Justamente por estar focado em análises de números e elaboração de propostas, Haddad não compareceu às cerimônias de posse de outros colegas da Esplanada. Ele só marcou presença na de Simone Tebet (MDB/MS) no ministério do Planejamento, nessa quinta-feira (5). A ex-senadora assumiu o posto destacando afinidades e divergências com o restante da equipe econômica.

Tebet disse que o social é importante, mas que responsabilidade fiscal também, num discurso que agradou muita gente pelo zelo com as contas, mas decepcionou outros que sentiram falta, por exemplo, de ideias mais à esquerda como a defesa da taxação de grandes fortunas.

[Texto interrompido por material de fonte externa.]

PR #2501, opened 2025-04-10
Added support for cloning f680 application

marcuspp:
### Aim


api/f680/models.py
```diff
@@ -13,13 +14,63 @@
...
+    }
+
+    def clone(self, exclusions=None, **overrides):
+        cloned_application = super().clone(exclusions=exclusions, **overrides)
+        application_data = deepcopy(cloned_application.application)
+        try:
+            items = application_data["sections"]["user_information"]["items"]
+        except KeyError:
+            return cloned_application
+        else:
```
currycoder, line 65: Do we need this extra indentation here?  My understanding is, if `items` was not found due to `KeyError` we will return early.

api/f680/tests/test_models.py
```diff
@@ -71,3 +75,68 @@ def test_on_submit_name_missing_in_application_json(self):
         assert f680_application.name is None
         with pytest.raises(KeyError):
             f680_application.on_submit({})
+
+    def test_clone_application(self, data_application_json):
```
currycoder, line 79: The pattern that we use for other `test_clone` methods uses `model_to_dict` to assert the whole record's data structure is as expected; https://github.com/uktrade/lite-api/blob/d5ed63d25c85ababa0e18ffebbd47f325780595f/api/goods/tests/test_models.py#L103

The reason we did this was to make sure that any schema migrations are fully considered for the clone methods; e.g. the developer will get a failing test and have to decide whether the new field should be cloned or should be excluded.

Could I suggest the same pattern for this test?

api/cases/models.py
```diff
@@ -514,6 +519,52 @@ def get_application(self):
 
         return model_class.objects.get_prepared_object(pk=self.pk)
 
+    @transaction.atomic
+    def create_amendment(self, user):
```
currycoder, line 523: Very nice!

currycoder (approved):

markj0hnst0n (approved):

O vice-presidente da República, Geraldo Alckmin, e o presidente, Luiz Inácio Lula da Silva, durante solenidade de posse no cargo de ministro do Desenvolvimento, Indústria, Comércio e Serviços (MDIC), no Palácio do Planalto.
O vice-presidente da República, Geraldo Alckmin, e o presidente, Luiz Inácio Lula da Silva, durante solenidade de posse no cargo de ministro do Desenvolvimento, Indústria, Comércio e Serviços (MDIC), no Palácio do Planalto. © Marcelo Camargo/Agência Brasil

Ministra na berlinda?

A primeira semana do terceiro governo Lula também foi marcada por pressão em cima da ministra do Turismo, Daniela Caneiro (União Brasil/RJ). O PT, que acusa a família Bolsonaro de ligação com milícias, viu a escolhida para a pasta figurar em várias manchetes de jornais que apontaram elos políticos dela com milicianos.

Carneiro diz que não pode ser condenada por erros dos outros e que durante a campanha manteve diálogo com várias pessoas, num caso que respinga no Planalto, embora não seja possível saber qual o alcance do estrago.

“Sem sombra de dúvida, é um fato que arranha a imagem do governo, que poderia passar sem essa. Mas o potencial de impacto pode não ser grande visto que não se trata de um mal que ela fez para a administração petista, não se trata de corrupção, mas de uma relação pessoal dela, mais ligada ao Rio de Janeiro. De toda forma, é um problema nesse alvorecer da nova gestão”, opinou Lionel Cupertino.

O analista político disse que “a pergunta que fica é como o Planalto vai reagir daqui pra frente". "Até o momento, não vi declarações de Lula nem de outros membros do primeiro escalão em defesa da ministra. Nós sabemos que a ministra vem de um partido que não tem identidade ideológica com o PT, mas o marido dela foi um grande entusiasta da campanha de Lula na Baixada  Fluminense. Acredito que a tendência é que o caso vá para a esfera da apuração”, avalia Cupertino.